Cleopatra, however, wakes from this sleep. Upon waking, Cleopatra says that she would tell the gods, “this world did equal theirs/Till they had stolen our jewel” (81-82). Cleopatra understands Antony’s death as further separating the human and divine. If Antony’s greatness cannot overcome mortality, there is surely no hope for the finite world. Cleopatra’s world loses its meaning. This leads Cleopatra to ask, “is it sin/To rush into the secret house of death/Ere death dare come to us?” (84-86). Shakespeare gives her here the only use of sin in the play. Cleopatra is setting out a problem that will be dealt with more directly in her suicide.
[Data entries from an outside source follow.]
PR #42, opened 2023-09-20
Add 'workspace info' and 'workspace launch' to CLI reference

akcano:


cmd/workspace/changes.go
```diff
@@ -30,7 +30,7 @@ func (c *CmdChanges) Run(cmd *cobra.Command, av []string) error {
 
 	cli, err := client.New(&ClientConfig)
 	if err != nil {
-		return fmt.Errorf("cannot create client: %v", err)
+		return fmt.Errorf("cannot create the client: %v", err)
```
dmitry-lyfar: The rule across Canonical products (see Pebble, snapd) that is the error messages are intentionally short, lowercase and no articles. Contrary, log messages must be in correct English. I'm a bit confused on the former as the error messages do make their way to the user too.

cmd/workspace/info.go
```diff
@@ -14,9 +14,21 @@ type CmdInfo struct {
...
+		Long: `
+This command outputs the basic settings, current status and individual SDK
+details for a workspace, formatting them as YAML. Specifically, it prints:
+
+- Essential workspace attributes, such as name, base and project directory
+- Current status (e.g. *Ready*, *Pending*, *Off*) and notes for the workspace
+- Individual SDK details, such as name, channel, installation date and revision
+
+Notes:
+- Avoid assumptions based on SDK channels: 'latest/stable' may be neither
```
dmitry-lyfar, line 29: Not sure I understand the note?

cmd/workspace/launch.go
```diff
@@ -14,9 +14,27 @@ type CmdLaunch struct {
 
 func (c *CmdLaunch) Command() *cobra.Command {
 	var cmd = &cobra.Command{
-		Use:   "launch <workspace>...",
+		Use:   "launch <WORKSPACE>...",
 		Args:  cobra.MinimumNArgs(1),
-		Short: "Launch one or many workspaces",
+		Short: "Initialise one or many workspaces using their definitions.",
```
dmitry-lyfar, line 19: the definitions should be in the current directory, it looks like we are not explicit about it?

cmd/workspace/launch.go
```diff
@@ -14,9 +14,27 @@ type CmdLaunch struct {
...
+		Long: `
+This command initialises the workspaces listed as arguments by going over their
```
dmitry-lyfar: To discuss: initialise vs. launch

cmd/workspace/refresh.go
```diff
@@ -39,6 +39,7 @@ the operation is aborted and reverted for *all* of them.
 
 Notes:
 - The workspace must be *Ready* to be refreshed
+- To initialise a newly defined workspace, use 'workspace launch' instead
```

She is asking if the knowledge of mortality also grants one freedom over that mortality, precisely what Antony assumed when he saw “ourselves to end ourselves.” The individual knows their fate in the finite world is to die, and yet this knowledge renders acting to achieve this end sinful. Put another way, Cleopatra wants to know the relationship between human freedom and self-consciousness. This is realized in a self-knowledge of mortality allowed by her love for Antony, and only really understood in his death. In Antony, she knows herself in the other. Consequently, in his death she sees her own death. The subjective is made objective to the self. Cleopatra’s experience of Antony, that is both her own and other, allows her own death to be extended, just as Antony’s botched suicide allowed him to do so.

In the same speech, Cleopatra acknowledges humans as mortal and thus distant from the divine, and aware of their mortality, and thus distant from mere beasts. Human self-consciousness seems absolutely limited by mortality. It is made tragic by the knowledge that it is limited. That is, the divine aspect of the human that is knowledge is put into conflict with mortality. Rather than be lost in her passion as a tragic death would require, Cleopatra is made more aware of her position in relation to the world. At this moment, this relationship is understood as distance. Cleopatra is inseparable from her grief, but is able to look at it as an object outside of herself; her infinite variety is looking outward at its limit.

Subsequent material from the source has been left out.